PR #1060, opened 2021-06-15
Doc Comments for Transformations

ScottCarda-MS:
Adds documentation comments for the Trim Syntax Tree transformation and the Validate Monomorphization transformation.


src/QsCompiler/Transformations/SyntaxTreeTrimming.cs
```diff
@@ -11,8 +11,19 @@
 
 namespace Microsoft.Quantum.QsCompiler.Transformations.SyntaxTreeTrimming
 {
+    /// <summary>
+    /// Removes unused callables from the syntax tree.
+    /// </summary>
     public static class TrimSyntaxTree
     {
+        /// <summary>
```
bettinaheim, line 19: It might be worth calling out what happens to types and type constructors. (I think the types may be preserved but the type constructors are subject to the same trimming rules as other callables?)

bettinaheim (approved):

src/QsCompiler/Transformations/SyntaxTreeTrimming.cs
ScottCarda-MS: I was looking for that. I thought we had updated the code to prevent type constructors from being removed at some point. Do you remember?

PR #1397, opened 2022-03-29
Replace QsFmt grammar with qsharp-language submodule

samarsha:
Update QsFmt to use the unified ANTLR grammar from microsoft/qsharp-language#135.


ScottCarda-MS (approved):
The code content looks good. I'd like to get this reviewed by someone who is more knowledgeable then me about the submodule linking. Adding @anpaz to the review to make sure this new linkage between the compiler repo and the language repo is correct.

.gitmodules
```diff
@@ -0,0 +1,4 @@
+[submodule "qsharp-language"]
+	path = qsharp-language
+	url = https://github.com/microsoft/qsharp-language.git
+	branch = samarsha/unified-grammar
```
anpaz, line 4: this should to `main`, no?

anpaz: The submodule is also not pointing to `main`, so when initialized and checked out it will point to the exact commit listed in the repo. Probably not the intention.

PR #1408, opened 2022-04-12
Do not serialize syntax tree if compilation failed

### LINKED ISSUE #1401: AST should not be serialized when there are compilation errors
AST serialization doesn't currently support lambda expression nodes, and the lambda lifting rewrite step isn't run when there are compilation errors. That means every compilation error in a project that contains a lambda expression will also have a serialization error, like that shown in #1387. While AST serialization should support lambdas, there's also not really a reason for it to run when there are compilation issues.

samarsha:
Closes #1401.

### DIFF
--- a/src/QsCompiler/Compiler/CompilationLoader.cs
+++ b/src/QsCompiler/Compiler/CompilationLoader.cs
@@ -462,17 +462,17 @@ namespace Microsoft.Quantum.QsCompiler
         /// <summary>
         /// Contains the built compilation including the syntax tree after executing all configured rewrite steps.
         /// </summary>
-        public QsCompilation? CompilationOutput { get; }
+        public QsCompilation? CompilationOutput { get; private set; }
 
         /// <summary>
         /// Contains the absolute path where the binary representation of the generated syntax tree has been written to disk.
         /// </summary>
-        public string? PathToCompiledBinary { get; }
+        public string? PathToCompiledBinary { get; private set; }
 
         /// <summary>
         /// Contains the absolute path where the generated dll containing the compiled binary has been written to disk.
         /// </summary>
-        public string? DllOutputPath { get; }
+        public string? DllOutputPath { get; private set; }
 
         /// <summary>
         /// Contains the full Q# syntax tree after executing all configured rewrite steps, including the content of loaded references.
@@ -573,7 +573,7 @@ namespace Microsoft.Quantum.QsCompiler
                 thisDllUri = new Uri(Path.GetFullPath(".", "CompilationLoader.cs"));
             }
 
-            if (this.config.LoadTargetSpecificDecompositions)
+            if (this.Validation == Status.Succeeded && this.config.LoadTargetSpecificDecompositions)
             {
                 PerformanceTracking.TaskStart(PerformanceTracking.Task.ReplaceTargetSpecificImplementations);
                 this.CompilationOutput = this.ReplaceTargetSpecificImplementations(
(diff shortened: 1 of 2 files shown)


src/QsCompiler/Compiler/CompilationLoader.cs
```diff
@@ -719,6 +624,90 @@ public CompilationLoader(SourceLoader loadSources, IEnumerable<string> reference
         {
         }
 
+        private IEnumerable<(LoadedStep, Action<Status>)> InternalRewriteSteps(Uri executingAssembly)
+        {
+            // TODO: The dependencies for rewrite steps should be declared as part of IRewriteStep interface, and we
```
cesarzc, line 629: In order to not lose track of this, it would be great to create an issue and reference it in the comment.

src/QsCompiler/Compiler/CompilationLoader.cs
```diff
@@ -719,6 +624,90 @@ public CompilationLoader(SourceLoader loadSources, IEnumerable<string> reference
...
+            // should query those here.
+#pragma warning disable CS0618 // Type or member is obsolete
+            var dependencies = BuiltIn.AllBuiltIns.Select(b => b.FullName);
+#pragma warning restore CS0618 // Type or member is obsolete
+
+            var status = this.compilationStatus;
+            var steps = new (IRewriteStep Step, bool Enabled, Action<Status> SetStatus)[]
+            {
+                // TODO: It would be nicer to trim unused intrinsics. Currently, this is not possible due to how the
```
cesarzc, line 638: Same here, it would be great to create an issue and reference it in the comment to not lose track of it.

src/QsCompiler/Compiler/CompilationLoader.cs
```diff
@@ -719,6 +624,90 @@ public CompilationLoader(SourceLoader loadSources, IEnumerable<string> reference
...
+                // old setup of the C# runtime works. With the new setup (interface-based approach for target
+                // packages), it is possible to trim unused intrinsics.
+                (
```
cesarzc, line 641: nit: the formatting seems a bit weird with the opening parentheses in its own line but not the closing one.

src/QsCompiler/Compiler/CompilationLoader.cs
```diff
@@ -719,6 +624,90 @@ public CompilationLoader(SourceLoader loadSources, IEnumerable<string> reference
...
+        {
+            PerformanceTracking.TaskStart(PerformanceTracking.Task.RewriteSteps);
+            this.config.PrepareQirGeneration = this.config.PrepareQirGeneration || this.externalRewriteSteps.Any(step => step.Name == "QIR Generation");
+
+            var externalSteps = this.externalRewriteSteps.Select((step, index) =>
+                (step, new Action<Status>(status => this.compilationStatus.LoadedRewriteSteps[index] = status)));
+
+            var steps = this.InternalRewriteSteps(executingAssembly)
+                .Concat(externalSteps)
+                .OrderByDescending(step => step.Item1.Priority);
```
cesarzc, line 670: Before this change, internal rewrite steps were executed before external rewrite steps. I think we should keep the ordering as it was before.

src/QsCompiler/Compiler/CompilationLoader.cs
samarsha: The todo was already there before, I just moved it to a new method.

src/QsCompiler/Compiler/CompilationLoader.cs
samarsha: Same as above, this is not a new todo.

src/QsCompiler/Compiler/CompilationLoader.cs
samarsha: StyleCop rules require the closing parenthesis to be on the same line as the last tuple item.

src/QsCompiler/Compiler/CompilationLoader.cs
samarsha: Could you explain in more detail? In the old code, it added all rewrite steps (internal and external) to `steps` and sorted them before executing. I think I preserved that behavior.

cesarzc: Yes, that's true, I didn't read the code correctly. Resolving this conversation.

cesarzc (approved):

raghavthind2005 (approved):

PR #1410, opened 2022-04-14
Fix several cases of incorrect diagnostic ranges for call expressions

### LINKED ISSUE #1366: Incorrect error range when calling an operation specialization in a lambda function
**Describe the bug**

The following code produces a cryptic and misplaced error:
image

**Expected behavior**

The compiler should produce a more descriptive error message with a range that is either the whole lambda expression, the lambda body, or just the functor application in the lambda body.

samarsha:
- When inferring a call expression in a function (ExpressionVerification.fs:885-886), the constructed `functionType` can end up as the representative for the call expression's type, if the expected callable type is a variable. That means it can be used for diagnostic ranges in certain cases, so it should have a non-generated range.
- In `InferenceContext.Relate`, binding a type variable can cause type constraints to be checked for types that aren't descendants of the current `expected` and `actual` types. That means that `Diagnostic.withParents` shouldn't be called on the diagnostics returned by `tryBind`.
- `Diagnostic.withParents` should default to the current types in the case of an orphan context for the purposes of checking if the ranges changed - otherwise, the `Option.forall` assumed the range did not change for an empty option.

This fixes the range of diagnostics in cases like these:

```qsharp
let f = op -> Adjoint op();
                      ~~
let g = op => op();
g(X);
  ~
```

Closes #1366.


samarsha:
In a meeting it was mentioned that it would be nice to have tests for these changes. This PR does not change which diagnostics are generated, only the range and message of each diagnostic, both of which are properties that are not checked by any of the existing diagnostic tests.

I can look into adding test utilities for checking these properties so that at least new tests could optionally take advantage of them. I know @bettinaheim has been aware of this test gap and might have some thoughts also.

src/QsCompiler/SyntaxProcessor/TypeInference/InferenceContext.fs
```diff
@@ -377,13 +387,25 @@ type InferenceContext(symbolTracker: SymbolTracker) =
...
+                | QsTypeKind.Operation _ ->
+                    QsTypeKind.Operation((input, output), CallableInformation.NoInformation) |> ResolvedType.New |> Some
+                | QsTypeKind.Function _ -> QsTypeKind.Function(input, output) |> ResolvedType.New |> Some
+                | _ -> None
+
+            // The callable constraint needs special handling for diagnostics:
+            //
+            // - If the source is here, it is assumed to be a call expression. The callable is the "expected" type. A
+            //   type mismatch is the argument's fault.
+            // - If the source is somewhere else, the callable is being provided as a value to a higher-order function.
```
bettinaheim, line 401: Does this logic (in particular the second bullet) also apply to lambdas that may be declared in the same function?

bettinaheim:
> In a meeting it was mentioned that it would be nice to have tests for these changes. This PR does not change which diagnostics are generated, only the range and message of each diagnostic, both of which are properties that are not checked by any of the existing diagnostic tests.
> 
> I can look into adding test utilities for checking these properties so that at least new tests could optionally take advantage of them. I know @bettinaheim has been aware of this test gap and might have some thoughts also.

I think it would be good to set up a test validating diagnostic ranges starting with just testing the case at hand. We won't close the test gap, but diagnostic ranges seem fragile (one of the more frequent sources of bugs), so let's take the first step. @samarsha Do you mind setting up some compiler tests for validating diagnostic ranges? You can focus on the case at hand and we will add to them over time. Let's also scope it to validating the compiler rather than any IDE feedback.

samarsha:
> Do you mind setting up some compiler tests for validating diagnostic ranges? You can focus on the case at hand and we will add to them over time. Let's also scope it to validating the compiler rather than any IDE feedback.

Added.

src/QsCompiler/SyntaxProcessor/TypeInference/InferenceContext.fs
samarsha: This special case was added for this test case involving a lambda:

```qsharp
let g = op => op();
g(X);
  ~
```

because `op` has a deferred callable constraint.

src/QsCompiler/Tests.Compiler/AccessModifierTests.fs
```diff
@@ -1,53 +1,58 @@
-﻿// Copyright (c) Microsoft Corporation. All rights reserved.
+﻿// Copyright (c) Microsoft Corporation.
 // Licensed under the MIT License.
 
-namespace Microsoft.Quantum.QsCompiler.Testing
+module Microsoft.Quantum.QsCompiler.Testing.AccessModifierTests
```
cesarzc, line 4: Is there a reason for some of the test files being kept as namespaces and some being changed to modules?

src/QsCompiler/SyntaxProcessor/ExpressionVerification.fs
```diff
@@ -753,8 +753,8 @@ type QsExpression with
                 |> inference.Constrain
                 |> List.iter diagnose
             else
-                let diagnostics =
-                    inference.Constrain(callable.ResolvedType <. ResolvedType.New(QsTypeKind.Function(argType, output)))
+                let functionType = ResolvedType.withKind (QsTypeKind.Function(argType, output)) callable.ResolvedType
+                let diagnostics = inference.Constrain(callable.ResolvedType <. functionType)
```
cesarzc, line 757: This might be a silly question, but couldn't find the answer in F#'s documentation. What is the `<.` operator doing here?

src/QsCompiler/SyntaxProcessor/TypeInference/Diagnostic.fs
```diff
@@ -36,19 +36,17 @@ type Diagnostic =
     | CompilerDiagnostic of QsCompilerDiagnostic
 
 module Diagnostic =
-    let withParents expected actual diagnostic =
-        let hasSameRange (type1: ResolvedType) : ResolvedType option -> _ =
```
cesarzc, line 40: Was `hasSameRange` publicly accessible? If so, should we consider deprecating it now and removing it later in case there's something relying on it?

src/QsCompiler/Tests.Compiler/AccessModifierTests.fs
samarsha: Basically, there is no reason for any of these tests to be in a class, because the classes have no fields. A module is simpler and more idiomatic F#. But going from class to module is a big diff, so I only did it for small files where I was already changing most of it anyway.

src/QsCompiler/SyntaxProcessor/ExpressionVerification.fs
samarsha: It's a custom operator that we define:

https://github.com/microsoft/qsharp-compiler/blob/d21f8fa62eedbc3e1c2850f004350f0c3f67a8ca/src/QsCompiler/SyntaxProcessor/TypeInference/Constraint.fsi#L82-L85

src/QsCompiler/SyntaxProcessor/TypeInference/Diagnostic.fs
samarsha: `hasSameRange` was a local variable inside the `withParents` function. (Everything in this file is internal, also - see [Diagnostic.fsi](https://github.com/microsoft/qsharp-compiler/blob/samarsha/fix-call-diagnostic-ranges/src/QsCompiler/SyntaxProcessor/TypeInference/Diagnostic.fsi).)

src/QsCompiler/Tests.Compiler/AccessModifierTests.fs
cesarzc: Thank you for the explanation!

cesarzc (approved):

PR #1411, opened 2022-04-14
Only check type resolutions for cycles where every callable is type parameterized

bettinaheim:
It would be more efficient to just store whether a node in the call graph has type parameters along with the node.


swernli (approved):

ScottCarda-MS (approved):
This seems like a good improvement for efficiency. Could we wait to merge this in until I can chat with you all tomorrow, and get properly caught up?

swernli:
> This seems like a good improvement for efficiency. Could we wait to merge this in until I can chat with you all tomorrow, and get properly caught up?

Sure thing! Disabled the auto merge so we can sync up tomorrow.

ScottCarda-MS:
@swernli and I had a chat, and I'm all caught up. This looks ready to merge in. Thanks!

PR #1415, opened 2022-04-22
Naming Scheme for Generated Callables and Local Symbols

ScottCarda-MS:
Updates the naming scheme used for generated callables and local variables in the Q# compiler. Generated callables names will all have a GUID surrounded by double underscores prepended to the original name. Generated variable names will have a label and number surrounded by double underscores prepended to the original name, or by themselves if there is no original name. The old NameDecorator class is deprecated in favor of the new static NameGenerator class.


swernli:
@ScottCarda-MS Is this PR still relevant or can it be closed?

PR #1422, opened 2022-04-27
Update .NET SDK check in Language Server to 6.0

ricardo-espinoza:
Port of #1421 to April 2022 release branch

### DIFF
--- a/src/QsCompiler/LanguageServer/Utils.cs
+++ b/src/QsCompiler/LanguageServer/Utils.cs
@@ -224,9 +224,9 @@ namespace Microsoft.Quantum.QsLanguageServer
 
     internal static class DotNetSdkHelper
     {
-        private static readonly Regex DotNet31Regex = new Regex(@"^3\.1\.\d+", RegexOptions.Multiline | RegexOptions.Compiled);
+        private static readonly Regex DotNet31Regex = new Regex(@"^6\.0\.\d+", RegexOptions.Multiline | RegexOptions.Compiled);
 
-        public static bool? IsDotNet31Installed()
+        public static bool? IsDotNet6Installed()
         {
             var process = Process.Start(new ProcessStartInfo
             {
--- a/src/QsCompiler/LanguageServer/Utils.cs
+++ b/src/QsCompiler/LanguageServer/Utils.cs
@@ -224,7 +224,7 @@ namespace Microsoft.Quantum.QsLanguageServer
 
     internal static class DotNetSdkHelper
     {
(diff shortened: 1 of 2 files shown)


cgranade (commented):
LGTM, thanks! Not marking as Approve until @bettinaheim approves cutoff exception.

src/QsCompiler/LanguageServer/Utils.cs
```diff
@@ -224,9 +224,9 @@ public override void Initialize(IEventSource eventSource)
 
     internal static class DotNetSdkHelper
     {
-        private static readonly Regex DotNet31Regex = new Regex(@"^3\.1\.\d+", RegexOptions.Multiline | RegexOptions.Compiled);
+        private static readonly Regex DotNet31Regex = new Regex(@"^6\.0\.\d+", RegexOptions.Multiline | RegexOptions.Compiled);
```
bettinaheim, line 227: Do we really need .NET 6.0 precisely or can we make this .NET 6.0 or newer? Why exactly are we tied to a precise version?

bettinaheim (approved):

src/QsCompiler/LanguageServer/Utils.cs
ricardo-espinoza: For now, I'd like to play it safe given that during the .NET Core 3.1 days, we didn't support having only .NET 5 installations. 
Later this year, we'll need to assess the extent of our support to .NET 7, but until then, I'd like to make sure we have a well-known and supported environment.

anpaz: I think the questions is if it has to be 6.0,or can it be 6.1 or higher?

anpaz, line 227: You want to rename the variable too.

ricardo-espinoza: Oh. Of course. Sorry for missing that. :)

ricardo-espinoza: Well, we don't know what a 6.1 version would mean in the current roadmap of .NET ... We didn't have a 5.1 for example, and currently we only have 6.0.X and 7.0.X (in preview) versions. If at some point they decide to create a .NET 6.1 SDK, we will need to understand the compatibility story and make an explicit decision on the level of support we would have. I'd rather be more constrained for now.

ricardo-espinoza: @anpaz, for now it has to be 6.0.X but not higher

_WORK TASK_
Of the entries above, repeat exactly the lines from the line with "Replace QsFmt grammar" through the line with "### LINKED ISSUE #1401: AST", both of them included.

_RESULT OF THIS TASK_
Replace QsFmt grammar with qsharp-language submodule

samarsha:
Update QsFmt to use the unified ANTLR grammar from microsoft/qsharp-language#135.


ScottCarda-MS (approved):
The code content looks good. I'd like to get this reviewed by someone who is more knowledgeable then me about the submodule linking. Adding @anpaz to the review to make sure this new linkage between the compiler repo and the language repo is correct.

.gitmodules
```diff
@@ -0,0 +1,4 @@
+[submodule "qsharp-language"]
+	path = qsharp-language
+	url = https://github.com/microsoft/qsharp-language.git
+	branch = samarsha/unified-grammar
```
anpaz, line 4: this should to `main`, no?

anpaz: The submodule is also not pointing to `main`, so when initialized and checked out it will point to the exact commit listed in the repo. Probably not the intention.

PR #1408, opened 2022-04-12
Do not serialize syntax tree if compilation failed

### LINKED ISSUE #1401: AST should not be serialized when there are compilation errors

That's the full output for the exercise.